» PROBLEM TO WORK ON:
Please retype, character for character, the portion of the entries below that runs from the line containing "Add --port= to bin" to the last line.

Entries taken from a collection
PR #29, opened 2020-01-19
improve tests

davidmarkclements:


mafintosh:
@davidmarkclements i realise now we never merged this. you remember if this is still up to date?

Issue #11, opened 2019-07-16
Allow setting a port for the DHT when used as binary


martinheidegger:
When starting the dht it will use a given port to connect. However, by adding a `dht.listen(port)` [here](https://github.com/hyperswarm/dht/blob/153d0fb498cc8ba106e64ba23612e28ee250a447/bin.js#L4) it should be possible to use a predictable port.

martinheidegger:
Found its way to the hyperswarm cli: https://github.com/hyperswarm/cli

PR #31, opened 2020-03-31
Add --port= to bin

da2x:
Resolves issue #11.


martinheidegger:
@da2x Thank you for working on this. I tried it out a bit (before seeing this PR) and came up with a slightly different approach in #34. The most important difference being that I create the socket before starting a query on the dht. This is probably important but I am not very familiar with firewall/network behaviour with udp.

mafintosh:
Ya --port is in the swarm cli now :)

» WRITTEN ANSWER:
Add --port= to bin

da2x:
Resolves issue #11.


martinheidegger:
@da2x Thank you for working on this. I tried it out a bit (before seeing this PR) and came up with a slightly different approach in #34. The most important difference being that I create the socket before starting a query on the dht. This is probably important but I am not very familiar with firewall/network behaviour with udp.

mafintosh:
Ya --port is in the swarm cli now :)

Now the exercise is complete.